▶ [Exercise objective]: Beneath this task are records; print exactly the stretch of them from the line with "For sure, good" through the line with "- I've tweaked", both ends included.

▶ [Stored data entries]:
++++++++

PR #860, opened 2021-03-12
feat: migrate JsonSerialisation.ts

ephread:
I also disabled some warning outputted by the linter, because we can't fix them.


y-lohse (approved):
Looking good! 

Would you mind removing the `asNumberOrThrows` import since it appears to be unused?  Or is that the CI inventing things?

ephread:
> Would you mind removing the asNumberOrThrows import since it appears to be unused? Or is that the CI inventing things?

For sure, good catch, I'll update the PR and merge!

PR #861, opened 2021-03-12
docs: add CONTRIBUTING.md and start documenting the migration process

ephread:
I finally came around to create a `CONTRIBUTING.md`! I've been meaning to do this for a while, but I was lazy.

I plan to roughly formalise the migration rules (how to port certain structures), as well as the quirks we have in inkjs (such as testing against null to please TypeScript.

Let me know what you think!

### DIFF
--- a/CONTRIBUTING.md
+++ b/CONTRIBUTING.md
@@ -1,0 +1,72 @@
+# Contributing to inkjs
+
+**⚠️ This document is a work in progress.**
+
+We're very happy to hear that you want to contribute! 🎊
+
+## Asking question / Reporting issues / Getting in touch
+
+### I have a question
+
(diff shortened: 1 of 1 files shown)


y-lohse:
Yep that's a great idea! I thought we already had something like this, but no.

What's there looks good to me. Off the top of my head, I think we should also mention our rules about comment (don't include comments from the original source, but add comments for js-specifics).

y-lohse (approved):

ephread:
> Off the top of my head, I think we should also mention our rules about comment (don't include comments from the original source, but add comments for js-specifics).

Good idea, let me add that to the doc immediately so that we don't forget.

y-lohse (approved):

PR #862, opened 2021-03-14
feat: migrate Story.ts

ephread:
There's a lot more changes than in the last few PR.

### Highlights

- The new Error Handler / Callbacks are types as `Function | null`, instead of just being optional, so that it matches the C# code better.
- There'a couple of errors, I'll fix them once `StoryState` is ported.
- The original integer overflow logic is different.
- I've tweaked the logic in `RemoveVariableObserver`, if I remember correctly a kind contributors created a PR in both repos, but the TypeScript code didn't seemt to match upstream. You may want to have a hard look at this.

### DIFF
--- a/src/engine/Story.ts
+++ b/src/engine/Story.ts
@@ -437,7 +437,7 @@ export class Story extends InkObject {
         this._state.variablesState.batchObservingVariableChanges = false;
 
       this._asyncContinueActive = false;
-      if (this.onDidContinue !== null) this.onDidContinue;
+      if (this.onDidContinue !== null) this.onDidContinue();
     }
 
     this._recursiveContinueCount--;
--- a/src/engine/Story.ts
+++ b/src/engine/Story.ts
@@ -437,7 +437,7 @@ export class Story extends InkObject {
         this._state.variablesState.batchObservingVariableChanges = false;
 
       this._asyncContinueActive = false;
-      if (this.onDidContinue != null) this.onDidContinue;
+      if (this.onDidContinue !== null) this.onDidContinue;
     }
 
     this._recursiveContinueCount--;
@@ -445,7 +445,7 @@ export class Story extends InkObject {
     if (this._profiler != null) this._profiler.PostContinue();
 
     if (this.state.hasError || this.state.hasWarning) {
-      if (this.onError != null) {
+      if (this.onError !== null) {
         if (this.state.hasError) {
           for (let err of this.state.currentErrors) {
             this.onError(err, ErrorType.Error);
--- a/src/engine/Story.ts
+++ b/src/engine/Story.ts
@@ -33,6 +33,7 @@ import { asOrNull, asOrThrows } from "./TypeAssertion";
 import { DebugMetadata } from "./DebugMetadata";
 import { throwNullException } from "./NullException";
 import { SimpleJson } from "./SimpleJson";
+import { ErrorHandler, ErrorType } from "./Error";
 
 export { InkList } from "./InkList";
 
@@ -87,6 +88,10 @@ export class Story extends InkObject {
     return this.state.currentWarnings;
   }
 
+  get currentFlowName() {
+    return this.state.currentFlowName;
+  }
+
   get hasError() {
     return this.state.hasError;
   }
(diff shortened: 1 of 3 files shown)


y-lohse:
Thank you, what a roll! I'll do my best but I may not be able to review this until much later in the week.

src/engine/Story.ts
```diff
@@ -387,16 +431,59 @@ export class Story extends InkObject {
       }
 
       this.state.didSafeExit = false;
+      this._sawLookaheadUnsafeFunctionAfterNewline = false;
 
       if (this._recursiveContinueCount == 1)
         this._state.variablesState.batchObservingVariableChanges = false;
 
       this._asyncContinueActive = false;
+      if (this.onDidContinue !== null) this.onDidContinue;
```
y-lohse, line 440: I think this should be calling onDidContinue, eg `this.onDidContinue()`

src/engine/Story.ts
```diff
@@ -387,16 +431,59 @@ export class Story extends InkObject {
...
+          sb.Append(this.state.currentErrors.length);
+          sb.Append(this.state.currentErrors.length == 1 ? " error" : "errors");
+          if (this.state.hasWarning) sb.Append(" and ");
+        }
+        if (this.state.hasWarning) {
+          sb.Append(this.state.currentWarnings.length);
+          sb.Append(
+            this.state.currentWarnings.length == 1 ? " warning" : "warnings"
+          );
+          if (this.state.hasWarning) sb.Append(" and ");
```
y-lohse, line 473: I think that's an extra line that isn't there upstream :)

y-lohse (commented):
I have to interrupt my review here, but I only have the RemoveVariableObserver left to check!

src/engine/Story.ts
ephread: Good catch!

src/engine/Story.ts
ephread: Haha bad copy/paste I suppose!

src/engine/Story.ts
```diff
@@ -1830,7 +1964,7 @@ export class Story extends InkObject {
   }
 
   public RemoveVariableObserver(
-    observer: Story.VariableObserver,
+    observer: Story.VariableObserver | null = null,
     specificVariableName: string
```
y-lohse, line 1968: Not sure this is part of the logic change, but I'll comment before forget: specificVariableName also defaults to null upstream.

y-lohse: Ah yes so it seems normal, but we can possibly type it as `specificVariableName?: string` to make it explicitly optional?

src/engine/Story.ts
```diff
@@ -1839,10 +1973,14 @@ export class Story extends InkObject {
...
-
         if (observer !== null) {
-          observers.splice(observers.indexOf(observer), 1);
+          let observers = this._variableObservers.get(specificVariableName)!;
+
+          if (observers !== null) {
+            observers.splice(observers.indexOf(observer), 1);
+          } else {
+            this._variableObservers.delete(specificVariableName);
+          }
```
y-lohse, line 1983: I think we may have a small difference in behavior here? Upstream, after removing the specific observer, if there are no more observers left for that variable, it is removed entirely (l. 2340 +2 in Story.cs).

src/engine/Story.ts
```diff
@@ -1852,7 +1990,12 @@ export class Story extends InkObject {
 
       for (let varName of keys) {
         let observers = this._variableObservers.get(varName)!;
-        observers.splice(observers.indexOf(observer), 1);
+
+        if (observers !== null) {
+          observers.splice(observers.indexOf(observer), 1);
+        } else {
+          this._variableObservers.delete(specificVariableName);
```
y-lohse, line 1997: Unless I'm missing something we have the same issue here as above: after removing the observer from this._variableObservers[varName], we don't call this._variableObservers.delete() even of that was the last of the observers.

y-lohse (commented):
Left some questions about the RemoveVariableObserver which may entirely be me misremembering something 😄

src/engine/Story.ts
ephread: I'd say… we can't a the moment, because we originally decided to closely match the C# "types", so `undefined` is avoided as much as possible.

But maybe we should reconsider now, and when it makes sense, use `undefined` instead of `null` to really highlight the optional nature of a parameter / property.

ephread: As for specificVariableName, I think what happened is that this code was originally written by another contributor and that rule isn't explicit.

Bu now that I think of it, it makes a of sense to stick to undefined for methods exposed outside of the runtime. Otherwise it's going to be confusing. I'll update that code and touch up the documentation at the same time.

src/engine/Story.ts
ephread: Yeah, you're right something's off here, let me update!

ephread:
I think I got it right this time!

y-lohse (approved):
Yep looks great, thanks!

PR #863, opened 2021-03-15
fix: fix mistakes preventing tests from passing

ephread:
This PR contains minor fixes. Tests are all green now thanks to @smwhr!

### DIFF
--- a/CONTRIBUTING.md
+++ b/CONTRIBUTING.md
@@ -80,6 +80,9 @@ minified resulting JavaScript file.
 porting a new version of the runtime. The fixtures should always be compiled
 with the latest version of inklecate.
 
+⚠️ Running `test:javascript` and its variants won't transpile the files, so be
+sure to run `build` first.
+
 #### Porting tests from the reference implementation
 
 _To be added._
--- a/CONTRIBUTING.md
+++ b/CONTRIBUTING.md
@@ -36,6 +36,12 @@ the [main repository] first, or alternatively, in the official [Discord server].
    when it make sense. For example, it's important to document when `inkjs`
    display a slightly different behavior than the reference implementation.
 
+2. Try to match the C# type, that means that `String` translates to `string | null`
+   in TypeScript. In order to reduce confusion however, exposed methods
+   that interact with JavaScript should use optional parameter / return types
+   (i. e. `variable?: <type>`) when they are optional / nullable in
+   the original codebase.
+
 _To be added._
 
 ### Style guide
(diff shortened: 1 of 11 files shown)


smwhr:
In case this is useful, below is the mininal test that fails.
It does not even involve flow, just saving while having threads in there.  
Same test pass in the current public implementation.

```
it("tests simple save / load minimally with threads", () => {
    
    loadStory("multi_flow_save_load_threads");
    
    expect(story.Continue()).toBe("Default line 1\n");
    story.ChoosePathString("red");

    expect(story.Continue()).toBe("Hello I'm red\n");
    expect(story.currentChoices[0].text).toBe("Thread 1 red choice");

    let saved = story.state.ToJson();
    story.ResetState();
    story.state.LoadJson(saved);

    expect(story.currentText).toBe("Hello I'm red\n");
    expect(story.currentChoices[0].text).toBe("Thread 1 red choice");

    story.ChooseChoiceIndex(0);
    expect(story.ContinueMaximally()).toBe(
      "Thread 1 red choice\nAfter thread 1 choice (red)\n"
    );

  });
```

For the record, the exception is raised when "ContinueMaximally" is invoked and is the following :

```
StoryException: Ink had 1 warning and . It is strongly suggested that you assign an error handler 
to story.onError. The first issue was: RUNTIME WARNING: (Ink Pointer -> thread1.1.0.s -- index 2): 
Variable not found: 'name'. Using default value of 0 (false). This can happen with temporary 
variables if the declaration hasn't yet been hit. Globals are always given a default value on load 
if a value doesn't exist in the save state.
```

In order to trace which of the "name" variable was not found (because everything it that inkfile is called `name`), I tinkered with the ink file, and this is this one (that I renamed `flufty` to trace it manually):

```
== thread1(flufty) ==
+ Thread 1 {flufty} choice
    -> thread1Choice(flufty)
```

ephread:
Thanks to @smwhr the last test breaking the suite has been fixed 🎉. Thanks again for the fix!

Now we just need to look into why the JavaScript test fail, but it's likely to be a configuration issue.

ephread:
@smwhr my bad, I had forgotten to rebuild before running them. Gosh, it's been a while. I clarified that in `CONTRIBUTING.md`.

ephread:
@y-lohse you have the floor mate!

y-lohse (approved):
Yessss looking all good, thanks!

y-lohse:
This "all checks have passed" is really satisfying 😁

PR #879, opened 2021-05-16
chore: Run tests before publishing

y-lohse:
#878 worked but after seeing the workflow in action. I realize that both jobs run in parallel, but the publish step should run only if the test job is successful. So really the initial config was almost correct, except that `needs` should have been `test` and not `build`.


ephread (approved):
That's an easy review :P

++++++++

▶ [Result]:
For sure, good catch, I'll update the PR and merge!

PR #861, opened 2021-03-12
docs: add CONTRIBUTING.md and start documenting the migration process

ephread:
I finally came around to create a `CONTRIBUTING.md`! I've been meaning to do this for a while, but I was lazy.

I plan to roughly formalise the migration rules (how to port certain structures), as well as the quirks we have in inkjs (such as testing against null to please TypeScript.

Let me know what you think!

### DIFF
--- a/CONTRIBUTING.md
+++ b/CONTRIBUTING.md
@@ -1,0 +1,72 @@
+# Contributing to inkjs
+
+**⚠️ This document is a work in progress.**
+
+We're very happy to hear that you want to contribute! 🎊
+
+## Asking question / Reporting issues / Getting in touch
+
+### I have a question
+
(diff shortened: 1 of 1 files shown)


y-lohse:
Yep that's a great idea! I thought we already had something like this, but no.

What's there looks good to me. Off the top of my head, I think we should also mention our rules about comment (don't include comments from the original source, but add comments for js-specifics).

y-lohse (approved):

ephread:
> Off the top of my head, I think we should also mention our rules about comment (don't include comments from the original source, but add comments for js-specifics).

Good idea, let me add that to the doc immediately so that we don't forget.

y-lohse (approved):

PR #862, opened 2021-03-14
feat: migrate Story.ts

ephread:
There's a lot more changes than in the last few PR.

### Highlights

- The new Error Handler / Callbacks are types as `Function | null`, instead of just being optional, so that it matches the C# code better.
- There'a couple of errors, I'll fix them once `StoryState` is ported.
- The original integer overflow logic is different.
- I've tweaked the logic in `RemoveVariableObserver`, if I remember correctly a kind contributors created a PR in both repos, but the TypeScript code didn't seemt to match upstream. You may want to have a hard look at this.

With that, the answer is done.